* MATERIAL PROVIDED:
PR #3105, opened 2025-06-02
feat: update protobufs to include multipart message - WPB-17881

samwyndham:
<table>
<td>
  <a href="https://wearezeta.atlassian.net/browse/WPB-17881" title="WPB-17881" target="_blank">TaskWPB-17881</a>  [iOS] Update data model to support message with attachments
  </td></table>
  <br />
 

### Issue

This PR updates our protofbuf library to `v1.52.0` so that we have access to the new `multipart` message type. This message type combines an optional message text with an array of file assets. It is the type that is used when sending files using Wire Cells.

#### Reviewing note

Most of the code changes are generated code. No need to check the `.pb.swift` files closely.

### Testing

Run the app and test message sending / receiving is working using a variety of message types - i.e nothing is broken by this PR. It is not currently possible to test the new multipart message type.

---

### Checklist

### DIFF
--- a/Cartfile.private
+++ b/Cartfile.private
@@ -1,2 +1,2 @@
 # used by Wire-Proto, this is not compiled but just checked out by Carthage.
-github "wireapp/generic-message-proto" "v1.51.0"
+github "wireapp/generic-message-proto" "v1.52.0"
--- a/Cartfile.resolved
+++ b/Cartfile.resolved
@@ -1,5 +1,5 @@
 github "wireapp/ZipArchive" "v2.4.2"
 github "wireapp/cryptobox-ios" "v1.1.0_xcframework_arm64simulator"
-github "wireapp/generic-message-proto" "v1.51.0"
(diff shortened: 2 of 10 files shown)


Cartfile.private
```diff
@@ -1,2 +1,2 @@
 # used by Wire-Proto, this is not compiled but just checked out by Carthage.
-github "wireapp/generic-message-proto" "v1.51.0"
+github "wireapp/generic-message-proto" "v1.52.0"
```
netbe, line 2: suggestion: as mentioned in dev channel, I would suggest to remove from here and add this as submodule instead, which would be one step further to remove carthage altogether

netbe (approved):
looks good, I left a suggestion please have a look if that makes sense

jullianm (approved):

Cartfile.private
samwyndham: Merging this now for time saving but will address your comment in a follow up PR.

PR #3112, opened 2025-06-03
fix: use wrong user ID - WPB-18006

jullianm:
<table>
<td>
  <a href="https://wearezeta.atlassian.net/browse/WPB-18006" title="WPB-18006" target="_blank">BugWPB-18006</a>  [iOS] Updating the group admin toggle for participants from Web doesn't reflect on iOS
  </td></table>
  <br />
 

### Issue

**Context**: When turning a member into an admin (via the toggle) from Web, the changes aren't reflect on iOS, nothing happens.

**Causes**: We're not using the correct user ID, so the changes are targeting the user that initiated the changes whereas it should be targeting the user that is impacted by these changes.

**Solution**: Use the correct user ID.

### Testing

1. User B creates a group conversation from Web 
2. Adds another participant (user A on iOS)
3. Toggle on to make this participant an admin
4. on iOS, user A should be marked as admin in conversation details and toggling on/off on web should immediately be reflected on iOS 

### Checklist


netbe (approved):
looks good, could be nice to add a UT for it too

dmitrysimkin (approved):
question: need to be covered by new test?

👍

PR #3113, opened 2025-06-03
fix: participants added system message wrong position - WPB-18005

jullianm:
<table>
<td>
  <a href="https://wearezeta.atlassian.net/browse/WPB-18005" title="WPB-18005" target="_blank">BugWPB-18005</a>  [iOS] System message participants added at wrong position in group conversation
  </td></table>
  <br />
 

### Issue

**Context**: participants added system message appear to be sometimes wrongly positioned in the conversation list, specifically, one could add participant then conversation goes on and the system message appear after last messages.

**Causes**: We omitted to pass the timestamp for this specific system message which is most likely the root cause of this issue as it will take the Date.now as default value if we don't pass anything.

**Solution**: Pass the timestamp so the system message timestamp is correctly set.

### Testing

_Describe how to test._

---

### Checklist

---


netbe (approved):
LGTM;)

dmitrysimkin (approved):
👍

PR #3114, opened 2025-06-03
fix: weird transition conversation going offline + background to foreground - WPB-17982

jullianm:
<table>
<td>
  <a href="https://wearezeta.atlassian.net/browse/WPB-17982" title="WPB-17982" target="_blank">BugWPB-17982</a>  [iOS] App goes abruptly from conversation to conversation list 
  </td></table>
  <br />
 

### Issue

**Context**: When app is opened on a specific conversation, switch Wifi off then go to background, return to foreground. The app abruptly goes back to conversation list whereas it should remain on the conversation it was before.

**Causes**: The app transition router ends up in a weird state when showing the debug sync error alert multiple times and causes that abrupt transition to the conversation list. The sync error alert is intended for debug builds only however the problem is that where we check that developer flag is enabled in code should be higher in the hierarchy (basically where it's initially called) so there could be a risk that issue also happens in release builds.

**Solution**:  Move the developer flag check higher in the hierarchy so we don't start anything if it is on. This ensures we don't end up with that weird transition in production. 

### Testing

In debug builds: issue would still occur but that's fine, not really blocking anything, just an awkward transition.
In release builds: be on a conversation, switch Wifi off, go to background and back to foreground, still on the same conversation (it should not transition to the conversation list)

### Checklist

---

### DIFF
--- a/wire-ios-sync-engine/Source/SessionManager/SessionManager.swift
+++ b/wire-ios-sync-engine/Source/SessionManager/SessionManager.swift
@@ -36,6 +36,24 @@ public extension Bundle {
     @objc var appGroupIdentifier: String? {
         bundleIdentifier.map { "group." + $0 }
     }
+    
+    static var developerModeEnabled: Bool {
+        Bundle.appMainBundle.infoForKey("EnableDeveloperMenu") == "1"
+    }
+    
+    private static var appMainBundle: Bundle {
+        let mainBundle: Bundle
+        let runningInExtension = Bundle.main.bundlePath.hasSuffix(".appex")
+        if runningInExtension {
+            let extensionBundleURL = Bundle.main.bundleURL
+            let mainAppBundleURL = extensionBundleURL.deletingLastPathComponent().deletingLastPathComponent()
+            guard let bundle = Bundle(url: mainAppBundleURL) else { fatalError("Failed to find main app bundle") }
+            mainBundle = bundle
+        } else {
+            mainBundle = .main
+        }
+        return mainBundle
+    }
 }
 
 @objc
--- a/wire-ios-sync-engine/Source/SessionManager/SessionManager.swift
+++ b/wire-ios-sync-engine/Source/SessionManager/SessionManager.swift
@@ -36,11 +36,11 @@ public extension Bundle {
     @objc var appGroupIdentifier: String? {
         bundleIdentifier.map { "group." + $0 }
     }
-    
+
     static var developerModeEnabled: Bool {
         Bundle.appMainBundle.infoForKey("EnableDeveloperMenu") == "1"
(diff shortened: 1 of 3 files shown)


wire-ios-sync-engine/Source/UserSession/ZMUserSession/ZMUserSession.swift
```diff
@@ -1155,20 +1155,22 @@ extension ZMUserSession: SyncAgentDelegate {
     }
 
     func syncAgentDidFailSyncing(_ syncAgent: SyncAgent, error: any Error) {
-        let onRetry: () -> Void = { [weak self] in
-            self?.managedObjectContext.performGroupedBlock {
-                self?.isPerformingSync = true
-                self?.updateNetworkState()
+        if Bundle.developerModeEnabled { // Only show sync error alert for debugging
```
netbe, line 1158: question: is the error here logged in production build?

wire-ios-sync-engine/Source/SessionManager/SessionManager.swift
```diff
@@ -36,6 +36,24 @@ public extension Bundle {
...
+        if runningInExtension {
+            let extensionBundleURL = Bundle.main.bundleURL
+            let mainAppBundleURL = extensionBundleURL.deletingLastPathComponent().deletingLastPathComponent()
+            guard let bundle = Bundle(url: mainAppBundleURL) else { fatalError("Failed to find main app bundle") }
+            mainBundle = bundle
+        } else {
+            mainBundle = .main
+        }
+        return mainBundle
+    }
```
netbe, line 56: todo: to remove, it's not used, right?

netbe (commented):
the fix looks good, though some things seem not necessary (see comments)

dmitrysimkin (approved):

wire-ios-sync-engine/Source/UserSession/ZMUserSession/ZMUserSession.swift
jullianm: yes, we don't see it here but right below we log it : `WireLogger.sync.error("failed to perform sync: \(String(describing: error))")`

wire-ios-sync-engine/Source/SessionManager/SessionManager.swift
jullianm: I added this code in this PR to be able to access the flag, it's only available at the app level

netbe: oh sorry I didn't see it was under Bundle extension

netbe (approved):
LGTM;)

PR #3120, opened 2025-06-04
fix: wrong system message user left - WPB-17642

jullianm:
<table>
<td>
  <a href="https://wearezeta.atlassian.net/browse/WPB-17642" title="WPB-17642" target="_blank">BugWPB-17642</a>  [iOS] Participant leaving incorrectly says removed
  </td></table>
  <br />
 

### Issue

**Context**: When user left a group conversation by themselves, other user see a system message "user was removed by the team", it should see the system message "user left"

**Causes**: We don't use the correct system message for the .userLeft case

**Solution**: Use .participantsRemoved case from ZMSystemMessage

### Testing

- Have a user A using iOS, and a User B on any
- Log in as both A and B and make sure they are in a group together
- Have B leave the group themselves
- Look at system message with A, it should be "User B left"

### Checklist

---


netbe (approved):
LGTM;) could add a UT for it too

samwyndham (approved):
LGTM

* TASK TO COMPLETE:
Wherever the string "shown" appears in the records above, copy the line it sits in.

* RESULT OF THE EXERCISE:
(diff shortened: 2 of 10 files shown)
(diff shortened: 1 of 3 files shown)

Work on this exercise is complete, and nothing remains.